The Business section of today's New York Times has a front-page article by Katie Hafner entitled "History, Digitized (and Abridged)." The article asserts that materials that are not digitized will very likely be completely forgotten by future generations. The historical record will be the poorer for the lack of these materials.

Hafner refers to the many digitization projects that have been undertaken over the last ten years, citing figures that are truly eye opening. For instance, even the Library of Congress will digitize "perhaps only 10 percent of the 132 million objects held...in the foreseeable future." The situation is the same at the National Archives and at many other smaller institutions around the country. The main problem is funding.

Hafner cites the costs of scanning which are much higher than I thought: "$6 to $9 for a 35-millimeter slide...$7 to $11 a page for presidential papers...$12 to $25 for poster-size pieces." Hafner also points out that the "cost of scanning an object can be a relatively minor part of the entire expense of digitizing and making an item accessible online.)" The scanning projects my library has undertaken so far have been pretty straightforward--8 1/2" x 11" format, black type on white paper, virtually no images--and it would be impossible to estimate the costs we have incurred. Even so, the projects are very labor intensive.

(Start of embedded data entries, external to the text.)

PR #7973, opened 2020-12-17
Correct Chromium data for TextTrack API; add versions for TextTrackList API

vinyldarkscratch:
This PR corrects the data for Chromium (Chrome, Opera, Samsung Internet, WebView Android) for the `TextTrack` API, and adds `TextTrackList` API real values, based upon results from the [mdn-bcd-collector](https://mdn-bcd-collector.appspot.com) project (v1.1.6).  Results are manually confirmed for accuracy.

### DIFF
--- a/api/TextTrackList.json
+++ b/api/TextTrackList.json
@@ -5,10 +5,10 @@
         "mdn_url": "https://developer.mozilla.org/docs/Web/API/TextTrackList",
         "support": {
           "chrome": {
-            "version_added": true
+            "version_added": "23"
           },
           "chrome_android": {
-            "version_added": true
+            "version_added": "25"
           },
           "edge": {
             "version_added": "≤18"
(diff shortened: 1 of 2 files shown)


api/TextTrackList.json
```diff
@@ -5,10 +5,10 @@
         "mdn_url": "https://developer.mozilla.org/docs/Web/API/TextTrackList",
         "support": {
           "chrome": {
-            "version_added": true
+            "version_added": "23"
```
foolip, line 8: This matches api.HTMLMediaElement.textTracks, but `TextTrack` says 18 which I doubt is correct. Could you re-validate that data and if it's wrong update it in this PR as well?

vinyldarkscratch: Yep, collector's saying TextTrack is supported since Chrome 23.  Updates coming up!

foolip (approved):

PR #7974, opened 2020-12-17
Add Chromium versions for TrackDefault API

vinyldarkscratch:
This PR adds real values for Chromium (Chrome, Opera, Samsung Internet, WebView Android) for the `TrackDefault` API, based upon results from the [mdn-bcd-collector](https://mdn-bcd-collector.appspot.com) project (v1.1.6).  Results are manually confirmed for accuracy.

Tests Used: https://mdn-bcd-collector.appspot.com/tests/api/TrackDefault


foolip (approved):
Yep, this was never shipped I think.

Public institutions are looking to private benefactors to help underwrite the costs of digitization. Google, for instance, has donated $3,000,000 "to help start an effort led by the Library of Congress that will digitize and share materials around the globe, and has also provided technical resources" to LC. In addition, Google is digitizing books at LC. Some of the other benefactors are Reuters, IBM, and the Andrew W. Mellon Foundation.

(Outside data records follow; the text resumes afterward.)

PR #7978, opened 2020-12-17
Add Chromium versions for URL API

vinyldarkscratch:
This PR adds real values for Chromium (Chrome, Opera, Samsung Internet, WebView Android) for the `URL` API, based upon results from the [mdn-bcd-collector](https://mdn-bcd-collector.appspot.com) project (v1.1.6).  Results are manually confirmed for accuracy.

Tests Used: https://mdn-bcd-collector.appspot.com/tests/api/URL

### DIFF
--- a/api/URL.json
+++ b/api/URL.json
@@ -212,7 +212,7 @@
               "version_added": "1.5"
             },
             "webview_android": {
-              "version_added": true
+              "version_added": "≤37"
             }
           },
           "status": {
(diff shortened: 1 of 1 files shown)


foolip (approved):
https://mdn-bcd-collector.appspot.com/tests/api/URL tries both `new URL` and `new webkitURL` so I have high confidence in these results.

An additional constraint for institutions is copyright, which is not a concern when digitizing old materials, but does affect modern items. The problem is particularly acute with recorded music, where there are "a series of gaps in the popular understanding of the nation's musical heritage." Finally, the items that tend to get digitized are those things that are easy to handle, i.e., printed texts that don't require special handling. Benefactors want to see results for their money--the easier the collection is to digitize, the easier it will be to find grant money to fund the project. Even Google focuses most of its digitization efforts on printed books. As with recorded music, this reluctance to initiate digitization of hard-to-handle materials will result in gaps in the historical record.

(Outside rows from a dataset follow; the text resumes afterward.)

PR #11850, opened 2021-08-01
Add all browsers versions for PageTransitionEvent API

vinyldarkscratch:
This PR adds real values for all browsers for the `PageTransitionEvent` API, based upon results from the [mdn-bcd-collector](https://mdn-bcd-collector.appspot.com) project (v3.2.2).

Tests Used: https://mdn-bcd-collector.appspot.com/tests/api/PageTransitionEvent

### DIFF
--- a/api/PageTransitionEvent.json
+++ b/api/PageTransitionEvent.json
@@ -6,40 +6,40 @@
         "spec_url": "https://html.spec.whatwg.org/multipage/browsing-the-web.html#the-pagetransitionevent-interface",
         "support": {
           "chrome": {
-            "version_added": true
+            "version_added": "4"
           },
           "chrome_android": {
-            "version_added": true
+            "version_added": "18"
           },
           "edge": {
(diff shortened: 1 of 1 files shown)


foolip:
We don't have `onpageshow` and `onpagehide` entries to compare the data for, so to have some confidence the interface was exposed from the get-go I looked up https://trac.webkit.org/changeset/47824/webkit, where indeed `PageTransitionEvent` is in `DOMWindow.idl`.

The date also lines up with the Chrome/Safari versions here.

foolip (approved):

foolip:
We don't have `onpageshow` and `onpagehide` entries to compare the data for, so to have some confidence the interface was exposed from the get-go I looked up https://trac.webkit.org/changeset/47824/webkit, where indeed `PageTransitionEvent` is in `DOMWindow.idl`.

The date also lines up with the Chrome/Safari versions here.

The risks of not digitizing our entire historical record are real. According to James J. Hastings, director of access programs at the National Archives, "If researchers conclude that the only valuable records they need are those that are online they will be missing major parts of the story...And in some cases they will miss the story altogether."

1 comment:

Betsy McKenzie said...

Dear Marie,
Thank you for a fascinating post! I agree both that items not digitized are becoming lost (already!) and that scholars who only look at digital materials are missing a vital part of the record. This will certainly be an increasing trend, though. We already see this in our students, and sometimes in scholars who should know better. I have an article comparing KeyCite and Shepards, published in Reference Services Quarterly, which is not available online. That article is overlooked very frequently when people look for publicaitons comparing the two services. This shows how materials that don't come up in an online search are already becoming lost literature. I think that even digital materials that don't easily pop up with a common-vocabular search will be lost.